Please do help me with a wrap dress STIL 7261

by Sølvi

in 1970s

Hello everyone!

Black wrap-around dress
I am currently working on a wrap-around dress from the 70s (don´t you just love the colors and the accessorizing of the original design drawing?). I have finished everything, but I find that the neckline is a tad too revealing for me to wear without a top underneath. I would love to wear this as an evening dress without feeling like I constantly have to pull and adjust the top to make it stay put. Do you know what I mean?
Black wrap-around dress
I am hoping that some of you talented ladies can help me with this? I have tried to add a button in the side seam, and a loop on the opposite side, but this adds too much tension on the side seam. I have also tried to place the button on the princess seam, but that doesn’t help at all.

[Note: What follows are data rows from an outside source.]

PR #294, opened 2018-01-30
Remove null JSON return value in SimpleConsole

lucinezhang:


tellarin:
Wrong approach to solve the problem. Closing this PR/

PR #296, opened 2018-01-31
Remove null JSON return value

lucinezhang:


.NET/Microsoft.Recognizers.Text.DateTime/Models/DateTimeModel.cs
```diff
@@ -55,15 +55,32 @@ public List<ModelResult> Parse(string query, System.DateTime refTime)
...
-            }).ToList();
+                Start = parsedDateTime.Start.Value,
+                End = parsedDateTime.Start.Value + parsedDateTime.Length.Value - 1,
+                TypeName = parsedDateTime.Type,
+                Resolution = parsedDateTime.Value as SortedDictionary<string, object>,
+                Text = parsedDateTime.Text
+            };
+
+            var parentText = GetParentText(parsedDateTime);
+            if (!string.IsNullOrEmpty(parentText))
```
tellarin: This shouldn't be based on the string value. This should be based on the flag for extendedtypes being enabled or not, no?

.NET/Microsoft.Recognizers.Text/Models/ExtendedTypeModelResult.cs
```diff
@@ -0,0 +1,24 @@
+﻿using System;
+using System.Collections.Generic;
+using System.Linq;
+using System.Text;
+using System.Threading.Tasks;
+
+namespace Microsoft.Recognizers.Text
+{
+    public class ExtendedTypesModelResult : ModelResult
```
tellarin: ExtendedModelResult

.NET/Microsoft.Recognizers.Text/Models/ExtendedTypeModelResult.cs
```diff
@@ -0,0 +1,24 @@
...
+    {
+        public string ParentText { get; set; }
+
+        public ExtendedTypesModelResult() { }
```
tellarin: Nit: code standard.

PR #304, opened 2018-02-01
Improve datetime extraction

lucinezhang:
github issue #289 #290 #291


.NET/Microsoft.Recognizers.Text.DateTime/English/Parsers/EnglishDatePeriodParserConfiguration.cs
```diff
@@ -8,6 +8,8 @@ namespace Microsoft.Recognizers.Text.DateTime.English
 {
     public class EnglishDatePeriodParserConfiguration : BaseOptionsConfiguration, IDatePeriodParserConfiguration
     {
+        private const string AfterNextSuffix = "after next";
```
tellarin: Don't add as string, if needed, add as resource in YAML. Even better if it can support multiple values.

.NET/Microsoft.Recognizers.Definitions/English/DateTimeDefinitions.cs
```diff
@@ -204,7 +205,7 @@ public static class DateTimeDefinitions
 		public const string OrRegex = @"\s*(or)\s*";
 		public static readonly string YearPlusNumberRegex = $@"\b(Year\s+((?<year>(\d{{3,4}}))|{FullTextYearRegex}))\b";
 		public static readonly string NumberAsTimeRegex = $@"\b({EngTimeRegex}|{PeriodHourNumRegex}|{BaseDateTime.HourRegex})\b";
-		public static readonly string TimeBeforeAfterRegex = $@"\b(((?<=\b(before|after)\s+)({EngTimeRegex}|{HourNumRegex}|{BaseDateTime.HourRegex}|{MidTimeRegex}))|{MidTimeRegex})\b";
+		public static readonly string TimeBeforeAfterRegex = $@"\b(((?<=\b(before|(no later (than|by))|after)\s+)({EngTimeRegex}|{HourNumRegex}|{BaseDateTime.HourRegex}|{MidTimeRegex}))|{MidTimeRegex})\b";
```
tellarin: What's "no later by"?
Shouldn't it be like "by tomorrow" or "no later than tomorrow"?
Same in BeforeRegex

Specs/DateTime/English/DateTimeModelCalendarMode.json
```diff
@@ -168,23 +193,23 @@
 }
 ,
 {
-  "Input": "Schedule a meeting after three",
+  "Input": "I'll leave by tomorrow",
   "Context": {
```
tellarin: Why is this here? This is not something only in calendar mode. Can you move to the sample place as other dateranges?

.NET/Microsoft.Recognizers.Text.DateTime/English/Parsers/EnglishDatePeriodParserConfiguration.cs
```diff
@@ -209,7 +207,7 @@ public bool IsLastCardinal(string text)
         public bool IsMonthOnly(string text)
         {
             var trimedText = text.Trim().ToLowerInvariant();
-            return trimedText.EndsWith("month") || trimedText.EndsWith(string.Join(" ", "month", AfterNextSuffix));
+            return trimedText.EndsWith("month") || Regex.IsMatch(text, @"\bmonth\b") && AfterNextSuffixRegex.IsMatch(trimedText);
```
tellarin: We should avoid using Regex.IsMatch if possible. Especially if there are too many uses of it.
Can you try to refactor? Please reach out if not sure.
Thanks.

Issue #302, opened 2018-02-01
[EN/CN DateTimeV2] Improve support for year ranges


tellarin:
Support cases like:

"2014-2015"
"between 2012-2016"
"2012 or above"
"2012 or after"
"from 2000 to 2020"
"from 2000 to 2020"
"until 2020"

tellarin:
CN side is next, right @lucinezhang ? ;)

PR #313, opened 2018-02-03
Support Chinese Year Range

lucinezhang:
github issue #302


.NET/Microsoft.Recognizers.Text.DateTime/Chinese/Parsers/DatePeriodParserChs.cs
```diff
@@ -311,26 +311,26 @@ private static DateTimeResolutionResult ParseYearToYear(string text, DateObject
                     }
                 }
 
-                if (beginYear < 100 && beginYear >= 90)
+                if (beginYear < 100 && beginYear >= 50)
```
tellarin: This should be using constants in the YAML file. Can you fix in a next PR?

.NET/Microsoft.Recognizers.Text.DateTime/Chinese/Parsers/DatePeriodParserChs.cs
```diff
@@ -311,26 +311,26 @@ private static DateTimeResolutionResult ParseYearToYear(string text, DateObject
...
                 }
-                else if (endYear < 100 && endYear < 20)
+                else if (endYear < 100 && endYear < 50)
                 {
                     endYear += 2000;
                 }
 
                 var beginDay = DateObject.MinValue.SafeCreateFromValue(beginYear, 1, 1);
-                var endDay = DateObject.MinValue.SafeCreateFromValue(endYear, 12, 31);
+                var endDay = DateObject.MinValue.SafeCreateFromValue(endYear, 1, 1);
```
tellarin: Why this change? The end day of a typical year range is the last day of the last year.

.NET/Microsoft.Recognizers.Text.DateTime/Parsers/BaseMergedParser.cs
```diff
@@ -75,6 +63,19 @@ public DateTimeParseResult Parse(ExtractResult er, DateObject refTime)
                 er.Text = er.Text.Substring(sinceMatch.Length);
                 modStr = sinceMatch.Value;
             }
+            else if (er.Type.Equals(Constants.SYS_DATETIME_DATEPERIOD) && Config.YearRegex.Match(er.Text).Success)
```
tellarin: Why this order change? Please add a comment in the code describing the flow and need; in case this is strictly necessary. To avoid others breaking it in the future by mistake.

JavaScript/packages/recognizers-date-time/src/dateTime/chinese/datePeriodConfiguration.ts
```diff
@@ -772,23 +772,23 @@ export class ChineseDatePeriodParser extends BaseDatePeriodParser {
...
             }
         }
 
         beginYear = this.sanitizeYear(beginYear);
         endYear = this.sanitizeYear(endYear);
 
-        let beginDate = DateUtils.safeCreateFromMinValue(beginYear, 1, 1);
-        let endDate = DateUtils.safeCreateFromMinValue(endYear, 11, 31);
+        let beginDate = DateUtils.safeCreateFromMinValue(beginYear, 0, 1);
+        let endDate = DateUtils.safeCreateFromMinValue(endYear, 0, 1);
```
tellarin: Same

Specs/DateTime/Chinese/DatePeriodParser.json
```diff
@@ -467,6 +467,82 @@
...
+  "NotSupportedByDesign": "python",
+  "Results": [
+    {
+      "Text": "从2016到2018",
+      "Type": "daterange",
+      "Value": {
+        "Timex": "(2016,2018,P2Y)",
+        "FutureResolution": {
+          "startDate": "2016-01-01",
+          "endDate": "2018-01-01"
```
tellarin: Hmmm. I see the issue.

tellarin: Can you add a code comment in the Parser method description explaining our default definition of interval? I.e. [start,end)

tellarin: For resolution, I'll update this comment later if we should use the format you have here, or another.

tellarin: To standardize things, the assumption is that all intervals are [start,end) and this matches the example here. 
Interval value in NumberRange, timex, and resolutions should always be non-inclusive of the end.
There is only one exception: for time, if the end of the range is midnight it will be represented as 23:59:59. Which doesn't apply here as this is Date only, not DateTime.

.NET/Microsoft.Recognizers.Text.DateTime/Chinese/Parsers/DatePeriodParserChs.cs
tellarin: See comment below. "this year" should correctly be
start: 2018-01-01
end: 2019-01-01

I hope that my pictures and text gives you a proper understanding of my problem, if not please let me know, and I will try to explain it better! :-)

So, my faith is in you wonderful seamstresses, do you have any suggestions on what to do?

This post was written by...

– who has written 6 posts on WeSewRetro.com.

Avid Norwegian seamstress living in Sweden. Love the details of patterns from the past, and my favorite fabrics are made from natural fibers!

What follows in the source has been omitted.